EXERCISE OBJECTIVE:
Word by word and line by line, write out all of the records.

SOURCE DATA:
*** Block opens ***

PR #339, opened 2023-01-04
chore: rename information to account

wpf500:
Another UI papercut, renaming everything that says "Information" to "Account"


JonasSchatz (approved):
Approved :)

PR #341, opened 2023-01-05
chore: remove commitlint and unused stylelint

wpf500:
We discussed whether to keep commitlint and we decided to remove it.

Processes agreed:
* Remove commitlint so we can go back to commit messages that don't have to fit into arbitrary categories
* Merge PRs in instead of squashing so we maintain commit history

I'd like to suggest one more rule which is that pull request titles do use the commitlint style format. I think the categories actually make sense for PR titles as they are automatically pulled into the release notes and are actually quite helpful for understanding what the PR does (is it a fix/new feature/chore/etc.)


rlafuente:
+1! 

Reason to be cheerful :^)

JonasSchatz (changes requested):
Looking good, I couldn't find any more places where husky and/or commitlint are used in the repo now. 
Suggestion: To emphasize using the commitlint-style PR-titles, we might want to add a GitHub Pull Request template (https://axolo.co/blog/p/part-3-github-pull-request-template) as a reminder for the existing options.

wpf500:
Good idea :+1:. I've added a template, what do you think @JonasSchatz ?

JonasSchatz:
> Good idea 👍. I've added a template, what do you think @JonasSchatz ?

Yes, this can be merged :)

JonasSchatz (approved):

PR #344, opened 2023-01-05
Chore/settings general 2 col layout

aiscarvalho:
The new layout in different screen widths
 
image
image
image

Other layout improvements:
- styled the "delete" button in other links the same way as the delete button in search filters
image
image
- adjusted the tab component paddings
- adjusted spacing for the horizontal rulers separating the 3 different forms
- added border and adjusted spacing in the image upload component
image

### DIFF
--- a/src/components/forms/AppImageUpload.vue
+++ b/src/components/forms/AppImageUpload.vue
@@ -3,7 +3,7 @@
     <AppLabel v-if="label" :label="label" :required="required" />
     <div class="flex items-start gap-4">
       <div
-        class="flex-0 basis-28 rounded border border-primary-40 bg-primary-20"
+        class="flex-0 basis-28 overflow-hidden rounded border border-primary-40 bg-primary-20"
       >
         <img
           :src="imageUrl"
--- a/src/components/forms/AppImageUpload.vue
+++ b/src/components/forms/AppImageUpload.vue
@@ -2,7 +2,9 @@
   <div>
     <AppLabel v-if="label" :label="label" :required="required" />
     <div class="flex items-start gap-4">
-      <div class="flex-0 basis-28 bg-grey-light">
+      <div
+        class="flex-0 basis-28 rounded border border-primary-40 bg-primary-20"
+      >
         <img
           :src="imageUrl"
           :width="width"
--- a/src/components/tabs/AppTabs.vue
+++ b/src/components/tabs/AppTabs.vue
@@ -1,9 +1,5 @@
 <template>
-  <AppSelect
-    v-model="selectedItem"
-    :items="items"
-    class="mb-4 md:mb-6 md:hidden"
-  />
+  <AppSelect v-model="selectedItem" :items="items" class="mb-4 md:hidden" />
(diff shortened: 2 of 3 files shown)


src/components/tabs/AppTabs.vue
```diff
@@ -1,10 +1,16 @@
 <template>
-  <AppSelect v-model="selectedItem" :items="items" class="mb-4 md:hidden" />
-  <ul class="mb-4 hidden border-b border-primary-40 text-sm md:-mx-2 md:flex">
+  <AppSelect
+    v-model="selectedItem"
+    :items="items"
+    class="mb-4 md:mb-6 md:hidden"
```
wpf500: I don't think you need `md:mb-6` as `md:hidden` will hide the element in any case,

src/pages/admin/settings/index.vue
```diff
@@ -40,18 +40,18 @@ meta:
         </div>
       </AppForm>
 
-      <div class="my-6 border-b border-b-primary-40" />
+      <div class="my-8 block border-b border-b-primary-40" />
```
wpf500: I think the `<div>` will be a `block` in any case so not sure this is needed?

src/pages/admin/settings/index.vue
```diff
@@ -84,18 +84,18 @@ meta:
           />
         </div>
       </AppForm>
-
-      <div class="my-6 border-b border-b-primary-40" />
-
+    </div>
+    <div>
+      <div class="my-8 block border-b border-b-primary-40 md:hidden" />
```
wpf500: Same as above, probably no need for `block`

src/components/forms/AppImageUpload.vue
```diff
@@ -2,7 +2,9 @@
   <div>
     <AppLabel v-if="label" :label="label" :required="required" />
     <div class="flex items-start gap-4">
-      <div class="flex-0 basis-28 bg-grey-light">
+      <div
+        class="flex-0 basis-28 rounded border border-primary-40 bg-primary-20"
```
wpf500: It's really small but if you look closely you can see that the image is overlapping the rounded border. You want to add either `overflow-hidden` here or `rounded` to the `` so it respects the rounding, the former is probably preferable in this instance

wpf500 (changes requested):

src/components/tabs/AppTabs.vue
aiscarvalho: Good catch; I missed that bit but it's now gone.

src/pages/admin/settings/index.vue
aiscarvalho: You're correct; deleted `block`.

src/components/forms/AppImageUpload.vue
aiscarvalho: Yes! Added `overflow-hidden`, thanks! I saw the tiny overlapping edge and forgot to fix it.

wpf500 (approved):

*** Block closes ***

RESULT BELOW:
PR #339, opened 2023-01-04
chore: rename information to account

wpf500:
Another UI papercut, renaming everything that says "Information" to "Account"


JonasSchatz (approved):
Approved :)

PR #341, opened 2023-01-05
chore: remove commitlint and unused stylelint

wpf500:
We discussed whether to keep commitlint and we decided to remove it.

Processes agreed:
* Remove commitlint so we can go back to commit messages that don't have to fit into arbitrary categories
* Merge PRs in instead of squashing so we maintain commit history

I'd like to suggest one more rule which is that pull request titles do use the commitlint style format. I think the categories actually make sense for PR titles as they are automatically pulled into the release notes and are actually quite helpful for understanding what the PR does (is it a fix/new feature/chore/etc.)


rlafuente:
+1! 

Reason to be cheerful :^)

JonasSchatz (changes requested):
Looking good, I couldn't find any more places where husky and/or commitlint are used in the repo now. 
Suggestion: To emphasize using the commitlint-style PR-titles, we might want to add a GitHub Pull Request template (https://axolo.co/blog/p/part-3-github-pull-request-template) as a reminder for the existing options.

wpf500:
Good idea :+1:. I've added a template, what do you think @JonasSchatz ?

JonasSchatz:
> Good idea 👍. I've added a template, what do you think @JonasSchatz ?

Yes, this can be merged :)

JonasSchatz (approved):

PR #344, opened 2023-01-05
Chore/settings general 2 col layout

aiscarvalho:
The new layout in different screen widths
 
image
image
image

Other layout improvements:
- styled the "delete" button in other links the same way as the delete button in search filters
image
image
- adjusted the tab component paddings
- adjusted spacing for the horizontal rulers separating the 3 different forms
- added border and adjusted spacing in the image upload component
image

### DIFF
--- a/src/components/forms/AppImageUpload.vue
+++ b/src/components/forms/AppImageUpload.vue
@@ -3,7 +3,7 @@
     <AppLabel v-if="label" :label="label" :required="required" />
     <div class="flex items-start gap-4">
       <div
-        class="flex-0 basis-28 rounded border border-primary-40 bg-primary-20"
+        class="flex-0 basis-28 overflow-hidden rounded border border-primary-40 bg-primary-20"
       >
         <img
           :src="imageUrl"
--- a/src/components/forms/AppImageUpload.vue
+++ b/src/components/forms/AppImageUpload.vue
@@ -2,7 +2,9 @@
   <div>
     <AppLabel v-if="label" :label="label" :required="required" />
     <div class="flex items-start gap-4">
-      <div class="flex-0 basis-28 bg-grey-light">
+      <div
+        class="flex-0 basis-28 rounded border border-primary-40 bg-primary-20"
+      >
         <img
           :src="imageUrl"
           :width="width"
--- a/src/components/tabs/AppTabs.vue
+++ b/src/components/tabs/AppTabs.vue
@@ -1,9 +1,5 @@
 <template>
-  <AppSelect
-    v-model="selectedItem"
-    :items="items"
-    class="mb-4 md:mb-6 md:hidden"
-  />
+  <AppSelect v-model="selectedItem" :items="items" class="mb-4 md:hidden" />
(diff shortened: 2 of 3 files shown)


src/components/tabs/AppTabs.vue
```diff
@@ -1,10 +1,16 @@
 <template>
-  <AppSelect v-model="selectedItem" :items="items" class="mb-4 md:hidden" />
-  <ul class="mb-4 hidden border-b border-primary-40 text-sm md:-mx-2 md:flex">
+  <AppSelect
+    v-model="selectedItem"
+    :items="items"
+    class="mb-4 md:mb-6 md:hidden"
```
wpf500: I don't think you need `md:mb-6` as `md:hidden` will hide the element in any case,

src/pages/admin/settings/index.vue
```diff
@@ -40,18 +40,18 @@ meta:
         </div>
       </AppForm>
 
-      <div class="my-6 border-b border-b-primary-40" />
+      <div class="my-8 block border-b border-b-primary-40" />
```
wpf500: I think the `<div>` will be a `block` in any case so not sure this is needed?

src/pages/admin/settings/index.vue
```diff
@@ -84,18 +84,18 @@ meta:
           />
         </div>
       </AppForm>
-
-      <div class="my-6 border-b border-b-primary-40" />
-
+    </div>
+    <div>
+      <div class="my-8 block border-b border-b-primary-40 md:hidden" />
```
wpf500: Same as above, probably no need for `block`

src/components/forms/AppImageUpload.vue
```diff
@@ -2,7 +2,9 @@
   <div>
     <AppLabel v-if="label" :label="label" :required="required" />
     <div class="flex items-start gap-4">
-      <div class="flex-0 basis-28 bg-grey-light">
+      <div
+        class="flex-0 basis-28 rounded border border-primary-40 bg-primary-20"
```
wpf500: It's really small but if you look closely you can see that the image is overlapping the rounded border. You want to add either `overflow-hidden` here or `rounded` to the `` so it respects the rounding, the former is probably preferable in this instance

wpf500 (changes requested):

src/components/tabs/AppTabs.vue
aiscarvalho: Good catch; I missed that bit but it's now gone.

src/pages/admin/settings/index.vue
aiscarvalho: You're correct; deleted `block`.

src/components/forms/AppImageUpload.vue
aiscarvalho: Yes! Added `overflow-hidden`, thanks! I saw the tiny overlapping edge and forgot to fix it.

wpf500 (approved):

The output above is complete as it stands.